Quant à la deuxième prophétie antique, Near the day of Purification, there will be cobwebs spun back and forth in the sky, le lecteur numérique fera lui-même le lien avec la Toile mondiale tendue sur nos têtes et au fond des océans « câblés ». Le « en avant et en arrière » du texte traduit révèle par inadvertance (?) l’un des motifs récurrents de Koyaanisqatsi, à savoir, son utilisation du ralenti et de l’accéléré (merci à la fonction intervallomètre et à la double exposition, au sujet desquels les techniciens apprécieront la maîtrise novatrice et le rendu « grisant »). Rythmes contraires, échelles, également, avec cette saisie à la verticale du quadrillage urbain associé au labyrinthe de poche d’un circuit intégré (architecture des lieux d’habitation équivalente à celle des microprocesseurs). Reggio sacrifie parfois à un rapprochement ludique (danseurs sur une piste disco suivis par Pac-Man, entré depuis au MoMA), ironique, lourdement didactique, propre à faire hurler (ou réjouir son spectre) Eisenstein, par exemple pendant la séquence dite du Grid (réseau), tour de force d’un quart d’heure, qui tresse ensemble fabrication de hot-dogs (l’un des emblèmes de l’Amérique, dixit l’ex-séminariste), foule sur escalators (à Grand Central Station ?), piles animées de billets (Scarface en embuscade) et de journaux, chaîne de montage automobile en réflexe méta (René Allio démontrait déjà un sens de la métaphore similaire dans Pierre et Paul, 1969, où Pierre Mondy, bien avant le Michael Douglas de Chute libre, « pétait les plombs » et jouait au sniper depuis sa tour lugubre, rat petit, anonyme, stressé, prisonnier du béton brutal, sinon brutaliste, et d’une vie à crédit).
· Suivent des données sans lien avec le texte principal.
PR #703, opened 2023-09-04
[Work In Progress] Reduce closure size of `nix develop` shell 

zeme-wana:
The `test.yml` workflow has been failing for a while with an out-of-disk error.

This is because the current closure size of the `nix develop` shell is `13.9G`, and the default disk size of the default GH runners is `14G`.

These are heaviest dependencies account for `8.8G`:
```
 270M /nix/store/ldgckm4sq2faarr596za470jz2s31zf4-ghc-lib-parser-lib-ghc-lib-parser-8.10.7.20220219
 400M /nix/store/rkvj58krwc7adi5bmf90v80s9x7rx4n5-ghc-lib-ghc-8.10.7                               
 550M /nix/store/c0xs3ady8sfvmvi7rhr9qp168w2pk2a6-ghc-8.10.7-doc                                   
 550M /nix/store/5a2xz9hqya7x2a4l13j4ssxarxrjind9-ghc-8.10.7-doc                                   
 670M /nix/store/mm077pca7jzy2xp6jgvqi7izldjbrp2l-ghc-9.2.8-doc                                    
 680M /nix/store/l1121l59mmgdg1caksn457yhrh5rsp04-ghc-9.2.7-doc                                    
1420M /nix/store/4x5vlfyzqlfdybm8f367lkl7vvx1lxgz-ghc-8.10.7                                       
1420M /nix/store/kn68p74mj82czdf44c3db63kdzq0c8hz-ghc-8.10.7                                       
1420M /nix/store/bsxzmawic6irvr6xla2rsdaxnqznmfa3-ghc-9.2.7                                        
1440M /nix/store/45b58qc554p4vz3qny9v5cs7nsvzrq1n-ghc-9.2.8                                                                            
```

Note that there are 4 GHCs, including two `8.10.7`s, and they all come with a `-doc`.

1. `ghc-9.2.7` comes from:
```nix
# shell.nix
packages = [
  pkgs.haskellPackages.hspec-golden
  ...
];
```
Which uses the ghc coming from nixpkgs, so that's easy to fix.
Can we remove `hspec-golden`? @jhbertra @bwbush 
This line accounts for `2.1G`

2. `cardano-world` comes from:
```nix
# shell.nix
packages = [
  inputs.cardano-world.cardano.packages.cardano-address
  inputs.cardano-world.cardano.packages.cardano-node
  inputs.cardano-world.cardano.packages.cardano-cli
];
```
We can't really get rid of these. 
However `cardano-world` is using a different ghc8107, and that explains why we end up with 2.
These lines accounts for `2.7G`

3. Finally `ghc-9.2.8` comes from `fourmolu`:
```nix 
# formatters.nix
{
  fourmolu.enable = true;
}
```
And defined [here](https://github.com/input-output-hk/iogx/blob/v4/src/ext/fourmolu.nix) 
This line accounts for `2.2G`


.github/workflows/test.yml
```diff
@@ -18,22 +16,17 @@ jobs:
...
-          nix_path: nixpkgs=channel:nixos-unstable
-          install_url: https://releases.nixos.org/nix/nix-2.10.3/install
+          nix_path: nixpkgs=channel:nixos-2305
+          install_url: https://releases.nixos.org/nix/nix-2.16.0/install
           extra_nix_config: |
-            allowed-uris = ${{ env.ALLOWED_URIS }}
             trusted-public-keys = ${{ env.TRUSTED_PUBLIC_KEYS }}
             substituters = ${{ env.SUBSTITUTERS }}
             experimental-features = nix-command flakes
-      - name: Setup Cachix
```
zeme-wana, line 28: I really think we can do without cachix. 
Everything is cached on hydra anyway.
Having cachix might actually be slowing things down due to upload overheads.
I'm testing this workflow on my fork and it runs quick/same-time https://github.com/zeme-wana/marlowe-cardano/actions

nix/shell.nix
```diff
@@ -19,11 +19,15 @@ in
     inputs'.cardano-world.cardano.packages.cardano-address
     inputs'.cardano-world.cardano.packages.cardano-node
     inputs'.cardano-world.cardano.packages.cardano-cli
+    # ^^^^^ 2.7G
 
     pkgs.z3
     pkgs.sqitchPg
     pkgs.postgresql
+
     pkgs.haskellPackages.hspec-golden
```
bwbush, line 28: Is there some way to pin `hspec-golden` so that is uses the same GHC as the rest of the build?

bwbush (approved):
Would there be a way to run the test in an alternative, stripped-down `nix-shell`, instead of the one used by developers? That stripped-down version could omit to unneeded tooling and just contain what is needed for the cabal build and test.

angerman:
```
1420M /nix/store/4x5vlfyzqlfdybm8f367lkl7vvx1lxgz-ghc-8.10.7                                       
1420M /nix/store/kn68p74mj82czdf44c3db63kdzq0c8hz-ghc-8.10.7                                       
1420M /nix/store/bsxzmawic6irvr6xla2rsdaxnqznmfa3-ghc-9.2.7                                        
1440M /nix/store/45b58qc554p4vz3qny9v5cs7nsvzrq1n-ghc-9.2.8
```
[`cardano-parts` recently switched to using `fetchClosure`](https://github.com/input-output-hk/cardano-parts/pull/8), maybe that helps a bit.

It would certainly be good to check if we can ensure both ghc-8.10 are the same.

- can you build `fourmolu` just statically? That should reduce the closure size quite a bit?
- I'm not sure you can build `hspec-golden`, also statically (maybe it depends on some dynamism or needs to call out to ghc); but pulling that from the same set as `fourmolu` would make sure both come from the same ghc.

zeme-wana:
@bwbush I've replaced `hspec-golden` like you suggested.
Note: the `hspec-golden` package provides one executable named `hgold`, which does *not* end up in the shell if using `pkgs.haskellPackages.hspec-golden`. Reasonably this means that `hspec-golden` never needed to be added to the shell in the first place. But it costs us nothing to have it now.

`fourmolu` comes from IOGX so I'll have to patch it upstream.

As for using `cardano-parts`, it looks like a non-trivial change so it probably warrants its own PR.

As for making a new minimal shell, it can certainly be done but it would add maintenance costs, and I suspect it wouldn't reduce the closure size to a point that makes it worth the effort. But that can only be proved empirically.
After fixing `fourmolu` and using `fetchClousure` we will most likely end up with a very light shell anyway.

The closure size is now 11.8G (down from 14G). 
This will be enough to fix the out-of-disk error.

So if you are ok with this we can merge this PR.
Then I'll add `fourmolu` and `fetchClousure` to my backlog.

Dans ce film fasciné par la vitesse et la lenteur, les flots de véhicules (voitures à Los Angeles, chars d’archives en Russie) et de passants (sur Times Square, capturés à l’improviste ou posant volontairement, telle ces hôtesses en brochette à Las Vegas), la manipulation des énergies primaires (le prologue mythique, « alchimique », avoue Glass, avec ses quatre éléments intemporels) et premières, fossiles, non renouvelables (l’électricité, le nucléaire), des charges explosent dans le désert, des familles se baignent à proximité d’une centrale d’uranium, un pilote de jet pose crânement devant son appareil phallique (probable réminiscence « inconsciente » de Docteur Folamour, of course). Lune nocturne, tangente à un totem moderne chipé à King Kong, nuées mousseuses miroitées dans d’orgueilleux gratte-ciels (l’un estampillé Microdata), Boeing 747 en mirage massif et dentelle chorale, armada muette de pylônes électriques et superbe bombe ovale, à ravir Sterling Hayden chez Kubrick, enseigne Grand Illusion sur l’avenue principale de la Big Apple (un écran publicitaire informatique annonce Invasion Los Angeles), gamin reflété sur l’écran d’un jeu vidéo d’arcade (Wargames date de 1983), immobilité hypnotisée d’une femme et d’une enfant devant la TV, dans un magasin d’électro-ménager capitonné, automates tout droit sortis d’un Bresson jouant, mangeant, faisant du shopping, assistant à une projection, cousant, s’ennuyant – la grâce au hasard (Balthazar) et l’itération infernale s’entremêlent dans ce ballet alarmé, cet éloge rosse, à double tranchant, au succès surprise (sa « bande originale » itou, concerts compris, éditions diverses pour rassasier l’auditeur).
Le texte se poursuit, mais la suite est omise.